The DBX Enduro Lite pack looks great from what I saw. Waterproof, welded seams, level 1 back protector, 5L capacity (2L hydration and 3L storage), tool storage and it comes with hydration system. They also do a smaller version with 3L capacity.
The Leatt Airflex gloves have protection properties to match the rest of their range. The knuckle pads pass motorbike impact tests and the nano-grip palm is super tough and even claims to gain grip in the wet.
Lots of technology goes into Leatt lids, this includes (but not limited to) – Turbine technology, this helps reduce concussion by reducing head movement in the helmet and they also absorb some impact. In Molded V-Foam, this foam construction helps dissipate the impact across the head, this in turn allows for less depth of foam and an overall smaller helmet. A 10% smaller helmet shell transfers up to 20% less rotational forces to the brain. These are available with a composite shell for £279.99 or carbon for £359.99. We hope to have one on test in the near future so we’ll bring you full details then.
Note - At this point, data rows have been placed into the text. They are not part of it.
PR #1272, opened 2019-12-06
feat(Manipulators): Add manipulators for a first person mode

psavery:
This adds two camera manipulators:

1. A keyboard manipulator that uses standard (but configurable) WASD-style movement.
2. A mouse manipulator that can be pointer locked (default) and moves the focal point based on mouse movements.

I'm currently starting the pointer lock and hooking into the events [directly](https://github.com/Kitware/vtk-js/compare/master...psavery:first-person-manipulators?expand=1#diff-1ce8257b17c30c3eaa97dd5f7c7cca7bR43-R52) because there is currently not a way to do so via the `RenderWindowInteractor`. Additionally, mouse movements are being hooked into directly as well because the style doesn't forward the mouse movement events [after the mouse is depressed](https://github.com/Kitware/vtk-js/blob/2202738cc033ad5d22d64687f72dc8fa43d9ab4e/Sources/Interaction/Style/InteractorStyleManipulator/index.js#L390-L404) (also, the mouse movements will need to be forwarded to the function as well. Currently, only the position of mouse is forwarded, and this does not change under pointer lock). These are things that can probably change.

Two identical examples were added (each of which use both of the above manipulators). You can run one of them via `npm run example -- KeyboardCameraManipulator`.

I'm open to suggestions as to how we may be able to improve performance.


psavery:
I'm thinking of a few things we could do to get the `RenderWindowInteractor`->`InteractorStyleManipulator`->`Manipulator` communication series to work with the pointer lock mode, if we wanted.

1. Add `event.movementX` and `event.movementY` to the callData [here](https://github.com/Kitware/vtk-js/blob/2202738cc033ad5d22d64687f72dc8fa43d9ab4e/Sources/Rendering/Core/RenderWindowInteractor/index.js#L419) that is forwarded to `InteractorStyleManipulator.handleMouseMove`. These are needed for pointer lock mode, since the mouse position does not change, but it does produce movement information.
2. Provide some kind of way for the manipulator to indicate that it wants to enter pointer lock mode, and have the `InteractorStyleManipulator` check that (maybe in `onButtonDown` [here](https://github.com/Kitware/vtk-js/blob/2202738cc033ad5d22d64687f72dc8fa43d9ab4e/Sources/Interaction/Style/InteractorStyleManipulator/index.js#L307-L338)) and then either enter pointer lock mode or signal to `RenderWindowInteractor` that it should enter pointer lock mode.
3. Don't end mouse interactions with the manipulator when the mouse is released (as is done [here](https://github.com/Kitware/vtk-js/blob/2202738cc033ad5d22d64687f72dc8fa43d9ab4e/Sources/Interaction/Style/InteractorStyleManipulator/index.js#L390-L404)) if we are in pointer lock mode.
4. Forward the movement information provided from number 1 to the manipulator in `handleMouseMove` [here](https://github.com/Kitware/vtk-js/blob/2202738cc033ad5d22d64687f72dc8fa43d9ab4e/Sources/Interaction/Style/InteractorStyleManipulator/index.js#L472-L481).
5. Have the `RenderWindowInteractor` listen for the `pointerlockchange` event, and forward to the `InteractorStyleManipulator` when the pointer lock mode becomes enabled, and then when it becomes disabled. When pointer lock mode becomes disabled, the `InteractorStyleManipulator` can then end mouse interactions as is done [here](https://github.com/Kitware/vtk-js/blob/2202738cc033ad5d22d64687f72dc8fa43d9ab4e/Sources/Interaction/Style/InteractorStyleManipulator/index.js#L390-L404).

Just some thoughts...

martinken:
+1  Ready for merge @psavery  ?

floryst:
I think we should switch away from using `setInterval` and use `interactor.onAnimation` instead. Using setInterval can cause visual tearing, and a quick perf test gives me dropped frames as opposed to using onAnimation (which uses requestAnimationFrame).

For the pointerlock API, maybe we can have the RenderWindowInteractor expose methods for starting and ending pointer lock, since manipulators receive the interactor anyways. We can then expose an "onPointerLockChange" event on the interactor, which corresponds to the "pointerlockchange" event on the document object. Just some thoughts.

floryst:
Oh, some other thought that would be cool after playing with this: support roll via rotating the camera around the direction of projection. For WASD controls, it could be Q and E to roll left and right, respectively.

martinken:
Yes, you can implement a handleAnimation method in your new class instead of using setInterval

It should get called automatically

martinken:
In it you can check the state and then do what you want.

martinken:
Specifically model.state

martinken:
Just add any states you need to 
```
onst stateNames = {
  Rotate: States.IS_ROTATE,
  Pan: States.IS_PAN,
  Spin: States.IS_SPIN,
  Dolly: States.IS_DOLLY,
  CameraPose: States.IS_CAMERA_POSE,
  WindowLevel: States.IS_WINDOW_LEVEL,
  Slice: States.IS_SLICE,
};
```

and then the start end methods will get created automatically

floryst:
LGTM

psavery:
I think this is ready to go. It might be good to add the ability to roll via Q and E in the future sometime, but probably in a separate PR...

martinken:
This isn't done quite the right way in terms of how we setup styles, but the functionality is there and we can make the changes later.

PR #1273, opened 2019-12-07
fix(ImageData): Support setDirection with Float32Array

thewtex:
Enables the use case:

  image2.setDirection(image1.getDirection())


thewtex:
> Can it be a Float64Array as well?

Sure, I'll add support for that as well.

Spank have been playing about with many different rim widths to find the largest optimum possible to work with the wide range of tyres now available. They have their own in-house facilities to help them experiment with these different sizes, this means we get a well tested product at the end.
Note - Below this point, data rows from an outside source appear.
PR #1274, opened 2019-12-08
feat(LookupTable): Support setTable to directly set colors

### LINKED ISSUE #1252: vtkColorTransferFunction
Hi,

I would like to know if there is a way to use a discretizable lookup table for mapping colors ? I would like to fix a number of color and then map a scalar value to any of these colors.

We have the vtkDiscretizableColorTransferFunction from C++ where we can specify the number of colors. Is there away to do this with vtk.js ?

Thanks

thewtex:
In order to support directly setting lookup table colors, support
`setTable`, which corresponds to the VTK C++ method:

  https://github.com/Kitware/VTK/blob/898d75800e5e33b6192b3f92b577715627a04718/Common/Core/vtkLookupTable.cxx#L707-L732

Given a vtkDataArray with the lookup table colors, set the internal
table based on these colors. The passed array should have unsigned char
type and 4 components per tuple for the RGBA colors.

The internal table is then augmented with special colors. The internally
table is kept as a `Array` versus a `vtkDataArray` as in the C++
implementation. This could possibly be a target for future refactoring.

ScalarToColors `setAnnotation` is fixed -- this was never covered and
had conflicting internal assumptions that its arguments were
vtkDataArray's or (Array or TypedArray's). Now, Array or TypedArray are
supported.

Closes #1252


Sources/Common/Core/ScalarsToColors/index.js
```diff
@@ -137,7 +133,7 @@ function vtkScalarsToColors(publicAPI, model) {
   //----------------------------------------------------------------------------
   publicAPI.resetAnnotations = () => {
     model.annotationArray = [];
-    model.annotatedValueMap = [];
+    model.annotatedValueMap = new Map();
```
jourdain: model should only have variables that should be serializable. If you don't respect it, you will break the pattern `vtk(inst.getState())` unless you have special handling inside an overridden version of getState().
If you need a Map, can it be private?

model.* is really for the protected vars.

Sources/Common/Core/ScalarsToColors/index.js
```diff
@@ -539,7 +536,7 @@ export function extend(publicAPI, model, initialValues = {}) {
 
   model.mappingRange = [0, 255];
   model.annotationArray = [];
-  model.annotatedValueMap = [];
+  model.annotatedValueMap = new Map();
```
jourdain: Same here... Should the var be private or can you simply use {}.

Sources/Common/Core/ScalarsToColors/index.js
thewtex: Ok, I will back out this change, then.

An Object instead of an Array was considered, but modern linters require the equivalent of a Map `has` to be called as `Object.prototype.hasOwnProperty.call(myObj, prop)` -- pretty annoying.

Would it be possible at some point to serialize a Map as an Object?

PR #1284, opened 2019-12-11
doc(develop_widget): Add title

### LINKED ISSUE #1279: Menu missing traduction for widget doc
https://kitware.github.io/vtk-js/docs/develop_widget.html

A lot of people have their own opinions on handlebars, alloy or carbon. Some people still don’t want to trust carbon. It’s a popular thought that carbon is more forgiving when it come to vibrations. Spank have done plenty of testing and hive come to the conclusion that it isn’t large repetitive hits that creates arm-pump. Instead their tests show that it is exposure to a certain high frequency vibration over a long period of time. This closed cell foam core helps dampen that vibration between the stem and the grips. I hope to have some on test soon and will be giving you feedback then.
These new pedals from Spank are available in 3 different widths to tailor for different feet sizes. Quite rightly, Spank don’t assume that one sized platform will be right for everyone.
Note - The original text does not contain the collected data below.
PR #1294, opened 2019-12-16
Add texture and source LOD downloaders

psavery:
The TextureLODsDownloader is designed to download a series of texture images from low to high
resolution, and update the supplied vtkTexture as each download finishes. It currently downloads the
texture images sequentially rather than in parallel. There is also an option to provide a callback
for when each step finishes.

This feature was added to the HttpSceneLoader.

Signed-off-by: Patrick Avery <patrick.avery@kitware.com>


psavery:
When the updated textures are rendered for the first time, there is a pause/freeze in user interaction. This is especially noticeable when bigger texture images (>50 MB) are set, which can freeze the interaction on my laptop for like 3 - 10 seconds.

It'd be nice if this freezing could be avoided somehow. But I am not sure if it is possible.

Sources/Rendering/Misc/TextureLODsDownloader/index.js
```diff
@@ -0,0 +1,105 @@
...
+    }
+
+    let baseUrl = model.baseUrl;
+    if (baseUrl && !baseUrl.endsWith('/')) {
+      baseUrl += '/';
+    }
+
+    // Create the download stack
+    internal.downloadStack = [];
+    model.files.forEach((file) => internal.downloadStack.push(baseUrl + file));
```
jourdain: You probably want to use a template string. I would have thought the linter would warn you on it.

jourdain:
I'm wondering if the speed culprit is that [section](https://github.com/Kitware/vtk-js/blob/master/Sources/Rendering/OpenGL/Texture/index.js#L893-L923).

If that's the case, you might be offload the data conversion to a [web worker](https://developers.google.com/web/updates/2018/08/offscreen-canvas).

To time a code section, you can use `console.time(label);` and `console.timeEnd(label);`.

psavery:
> I'm wondering if the speed culprit is that [section](https://github.com/Kitware/vtk-js/blob/master/Sources/Rendering/OpenGL/Texture/index.js#L893-L923).
> 
> If that's the case, you might be able to offload the data conversion to a [web worker](https://developers.google.com/web/updates/2018/08/offscreen-canvas).
> 
> To time a code section, you can use `console.time(label);` and `console.timeEnd(label);`.

I gave it a try. It took 0.166ms for that section, so it looks like it might be something else...

jourdain:
Find the location and then let see if we can improve it.

martinken:
Odds are the delay is in opengl. There are two causes 

1) allocating a bug chunk of memory for the texture

2) uploading the texture data, which involved making a copy of the client side data and then sending it up to the GPU

For a large texture both of these operations can take time. Item (2) can be handled with some careful OpenGL code that uploads the texture in small pieces in a separate thread that is mutexed from the rendering thread to avoid multhreaded issues. It is tricky but the code to do it is here https://gitlab.kitware.com/ken-martin/mineview/blob/master/mvView.cxx#L1781  For item (1) the only solution I know of is to preallocate texture memory when the application starts, or at some other time that is better than when it is happening now. Maybe at the time of loading a file. But you will still have a delay. You are just changing when the delay will happen. If you allocate a large texture pool on application startup then you pay the price once, but you have to add a lot of logic to manage the texture memory pool etc. 

TLDR, if your timing results land on issue (1) or (2) then I think it is out of scope of this topic. If you find you are spending a bunch of time on something else then go for it.

Sources/Rendering/Misc/TextureLODsDownloader/index.js
psavery: I changed this to use a template string.

psavery:
Here are some of my timing results for when a ~70 MB texture gets set:

[vtkOpenGLTexture.render()](https://github.com/Kitware/vtk-js/blob/8db949fe930fef6dfe3b4c427efc0326caa4c679/Sources/Rendering/OpenGL/Texture/index.js#L19): 4428.747 ms
[vtkOpenGLTexture.create2DFromImage()](https://github.com/Kitware/vtk-js/blob/8db949fe930fef6dfe3b4c427efc0326caa4c679/Sources/Rendering/OpenGL/Texture/index.js#L867): 4428.271 ms
[model.context.texImage2D()](https://github.com/Kitware/vtk-js/blob/8db949fe930fef6dfe3b4c427efc0326caa4c679/Sources/Rendering/OpenGL/Texture/index.js#L925): 4427.764 ms

You can see that the vast majority of the time appears to be in that call to `texImage2D()`.

psavery:
I think we could potentially set the texture data in chunks using `texSubImage2D` (like @martinken is doing in [here](https://gitlab.kitware.com/ken-martin/mineview/blob/master/mvView.cxx#L1825), from the example above). But I might focus on other things first.

jourdain:
LGTM

Sources/IO/Core/DataAccessHelper/JSZipDataAccessHelper.js
```diff
@@ -193,6 +193,28 @@ function create(createOptions) {
...
+            return Promise.resolve(array);
+          });
+        }
+        return Promise.reject(new Error('Invalid compression'));
+      }
+
+      return zipRoot
+        .file(path)
+        .async('uint8array')
+        .then((data) => Promise.resolve(data));
```
jourdain: you have an option for arraybuffer, that might be better than uint8array.

psavery: Okay! I think I went with `uint8array` because the gzip data is converted to that ([here](https://github.com/Kitware/vtk-js/blob/6e6515f947e9ee8d6c4e1d383310293f93d07d4a/Sources/IO/Core/DataAccessHelper/JSZipDataAccessHelper.js#L157) and [here](https://github.com/Kitware/vtk-js/blob/6e6515f947e9ee8d6c4e1d383310293f93d07d4a/Sources/IO/Core/DataAccessHelper/JSZipDataAccessHelper.js#L182)). But I just gave `arraybuffer` a try and it seemed to work fine also. I'll switch over to that one.

psavery: Fixed. It seems to work fine.

psavery:
I tried out using Chrome's performance tool to take another look at the freeze that occurs for large textures (> 50 MB). It was very helpful! It looks like decoding the image is taking up a large part of the time:

performance

It appears that by default, the image does not get decoded right away. And then, when we try to render it, it blocks the GUI synchronously until it is decoded. However, we are able to decode asynchronously ([see here](https://developer.mozilla.org/en-US/docs/Web/API/HTMLImageElement/decode), it looks like in "Usage Notes" a major use case is loading very large images like we are doing), and then use it only after it has been decoded.

However, for [this large image](https://github.com/psavery/psavery.github.io/blob/master/images/2018GaloreCreek/texture_1-16384x12603.jpg) (~70 MB), webgl in chrome seems to be able to load it successfully using the synchronous (blocking) decoding, but, at least on my laptop, the asynchronous decoding fails with a cryptic exception: `DOMException: The source image cannot be decoded.`

Firefox can decode that file both synchronously and asynchronously. However, when it runs `texImage2D` in webgl for either case, webgl crashes.

Smaller images seem to work fine for both sync and async in both firefox and chrome. Maybe we should put some kind of limit on the image sizes.

Sources/Rendering/Misc/TextureLODsDownloader/index.js
```diff
@@ -0,0 +1,184 @@
+import macro from 'vtk.js/Sources/macro';
+
+const { vtkErrorMacro } = macro;
+
+// ----------------------------------------------------------------------------
+
+const getRemoteFileSize = (url) => {
```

The Vigilante from WTB is their new premier All Mountain tyre, aimed at enduro racers. Rather than a spurious range of named compounds, they’ve tried to keep it simple. The three different options are named – Tough/Fast Rolling, Tough/High Grip and Light/High Grip. The tough and light weight correspond to the sidewalls, fast rolling and high grip refer to the compound.
There are now a few different products on the market to help you with seating your tubeless tyres. The one from Topeak allows you to build the pressure in the reservoir to the desired amount. This is then released via the valve into the tyre. There is also a small bleed valve to reduce it back down to the required pressure.
Lapierre have gone all high tech and are offering this, the computer reads what is happening to the forks at the front and then sets up the shock accordingly. The forks take a big hit, the shock is set up for ready. The bike detects you’re climbing up a hill, both front and rear suss is set up for pedalling. Using accelerometers, once you start to point the bike back downhill again, you guessed it, the suspension is ready.
The gorgeous new Nukeproof Scalp as seen at Fort William WC last year.
Nukeproof were keen to show that their bikes are also available with an option of builds, not just as frames.